> **Stored data entries**:
- Opening Delimiter -

PR #1722, opened 2026-09-16
Depth test tile styles: old vs new depth OBFs (test only)

vshcherb:
Test only, **not for merge** (OsmAnd-Issues#3341). Lets the test server show old and new depth maps side by side.

- Styles `depth-old-{marine,default,nautical}`: published depth OBFs (`download.osmand.net`, `depth=yes`) with the rendering styles from OsmAnd-resources `cf87cb06` (before #1478).
- Styles `depth-new-*`: OBFs from `builder.osmand.net/depth-data/build/` with the styles from OsmAnd-resources `master`.
- Depth contours are always on for these styles, tiles are `Cache-Control: no-store`.
- Everything goes to `java.io.tmpdir/osmand-depth-test` (~12 GB). The download starts on the first depth tile; until it finishes the tile answers 503 with the progress.
- The native library has one set of files: a depth style closes the other set (and `*.depth.obf` in the OBF folder) before rendering, so ordinary styles show whichever set was used last.
- `POST /tile/depth-test/clear-cache` drops the depth tiles (memory and disk) and re-downloads new OBFs whose size on the builder changed. Button: osmandapp/web#2037.

Checked locally: old → new → old on one server renders the right set, the base depth OBF is closed, clear-cache removes the tile folders and starts the refresh; `hd` tiles unchanged.

## AI disclaimer

Prompts used (summarised):
1. Draft PR in tools only, not to merge: test old vs new depth OBFs on the test server like the local two-server setup; download into temp from builder depth-data/build for new and the published maps for old.
2. A clear cache button under Rendering props.

Decided by the agent, not requested explicitly: one server with a native file-set swap instead of two servers; styles fetched from GitHub raw at a fixed commit; 503 while downloading; refresh by Content-Length on clear-cache; no-store cache header; forced depthContours; the button in a separate web draft PR.


vshcherb:
Replaced by #1723 (styles and maps built into the branch). (gen by AI)

PR #1725, opened 2026-09-17
Add registerNew/deleteFiles flags and id lists to notify-inactive-users

alisa911:
notify-inactive-users no longer deletes files on its own.

- `deleteFiles` (default false): delete files of users notified more than `graceDays` ago, prod run only.
- `registerNew` (default false): store new inactive users as notified, prod run only. Other runs only report them, so the list built on the first mail never grows.
- Result is comma-separated id lists per category: `new*`, `stillInactive*`, `reactivated*`, `eligibleForDelete*`, `deleted*`, each with a `…Count`.

Doc: osmandapp/OsmAnd-Issues#3342


alisa911:

PR #1728, opened 2026-09-19
Leave out an HH run the maps have no hub graph for

alex-dev-neo:
Build [#376](https://test.osmand.net) of `Maps_RandomRouteTester` went red on the pedestrian maps, and #1727 is why:

```
1:brp-java   cost=8078.93 dist=8735.00 segments=41767
1:brp-cpp    cost ok dist ok
1:brp-shared cost ok dist ok
1:hh-shared  cost zero dist zero segments=0     <- red
```

The pedestrian profile has no HH sections in the maps, so the planner raises `FAILED_NO_HH_ROUTING_DATA` and comes back with nothing. The tester counted that as a route of zero cost and zero distance - a failure. The job keeps the java and C++ HH runs away from pedestrian with `--avoid-hh-java --avoid-hh-cpp`; the shared runs it knows nothing about, so they ran and turned the build red.

An HH run over maps without a hub graph has no route to compare, so it is now left out of the results, with a line saying why:

```
hh-java: no HH routing data for pedestrian, skipped
hh-shared: no HH routing data for pedestrian, skipped
1:brp-java   cost=9120.05 dist=7939.08 segments=5860
1:brp-shared cost ok dist ok
```

It applies to the java and C++ planners as well, which makes those two `--avoid` options in the pedestrian line of the job unnecessary - they can stay, they only save the time of a search that finds nothing.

- Closing Delimiter -

> **Your instructions**:
Give the records above again, word for word.

> **Answer to the problem**:
PR #1722, opened 2026-09-16
Depth test tile styles: old vs new depth OBFs (test only)

vshcherb:
Test only, **not for merge** (OsmAnd-Issues#3341). Lets the test server show old and new depth maps side by side.

- Styles `depth-old-{marine,default,nautical}`: published depth OBFs (`download.osmand.net`, `depth=yes`) with the rendering styles from OsmAnd-resources `cf87cb06` (before #1478).
- Styles `depth-new-*`: OBFs from `builder.osmand.net/depth-data/build/` with the styles from OsmAnd-resources `master`.
- Depth contours are always on for these styles, tiles are `Cache-Control: no-store`.
- Everything goes to `java.io.tmpdir/osmand-depth-test` (~12 GB). The download starts on the first depth tile; until it finishes the tile answers 503 with the progress.
- The native library has one set of files: a depth style closes the other set (and `*.depth.obf` in the OBF folder) before rendering, so ordinary styles show whichever set was used last.
- `POST /tile/depth-test/clear-cache` drops the depth tiles (memory and disk) and re-downloads new OBFs whose size on the builder changed. Button: osmandapp/web#2037.

Checked locally: old → new → old on one server renders the right set, the base depth OBF is closed, clear-cache removes the tile folders and starts the refresh; `hd` tiles unchanged.

## AI disclaimer

Prompts used (summarised):
1. Draft PR in tools only, not to merge: test old vs new depth OBFs on the test server like the local two-server setup; download into temp from builder depth-data/build for new and the published maps for old.
2. A clear cache button under Rendering props.

Decided by the agent, not requested explicitly: one server with a native file-set swap instead of two servers; styles fetched from GitHub raw at a fixed commit; 503 while downloading; refresh by Content-Length on clear-cache; no-store cache header; forced depthContours; the button in a separate web draft PR.


vshcherb:
Replaced by #1723 (styles and maps built into the branch). (gen by AI)

PR #1725, opened 2026-09-17
Add registerNew/deleteFiles flags and id lists to notify-inactive-users

alisa911:
notify-inactive-users no longer deletes files on its own.

- `deleteFiles` (default false): delete files of users notified more than `graceDays` ago, prod run only.
- `registerNew` (default false): store new inactive users as notified, prod run only. Other runs only report them, so the list built on the first mail never grows.
- Result is comma-separated id lists per category: `new*`, `stillInactive*`, `reactivated*`, `eligibleForDelete*`, `deleted*`, each with a `…Count`.

Doc: osmandapp/OsmAnd-Issues#3342


alisa911:

PR #1728, opened 2026-09-19
Leave out an HH run the maps have no hub graph for

alex-dev-neo:
Build [#376](https://test.osmand.net) of `Maps_RandomRouteTester` went red on the pedestrian maps, and #1727 is why:

```
1:brp-java   cost=8078.93 dist=8735.00 segments=41767
1:brp-cpp    cost ok dist ok
1:brp-shared cost ok dist ok
1:hh-shared  cost zero dist zero segments=0     <- red
```

The pedestrian profile has no HH sections in the maps, so the planner raises `FAILED_NO_HH_ROUTING_DATA` and comes back with nothing. The tester counted that as a route of zero cost and zero distance - a failure. The job keeps the java and C++ HH runs away from pedestrian with `--avoid-hh-java --avoid-hh-cpp`; the shared runs it knows nothing about, so they ran and turned the build red.

An HH run over maps without a hub graph has no route to compare, so it is now left out of the results, with a line saying why:

```
hh-java: no HH routing data for pedestrian, skipped
hh-shared: no HH routing data for pedestrian, skipped
1:brp-java   cost=9120.05 dist=7939.08 segments=5860
1:brp-shared cost ok dist ok
```

It applies to the java and C++ planners as well, which makes those two `--avoid` options in the pedestrian line of the job unnecessary - they can stay, they only save the time of a search that finds nothing.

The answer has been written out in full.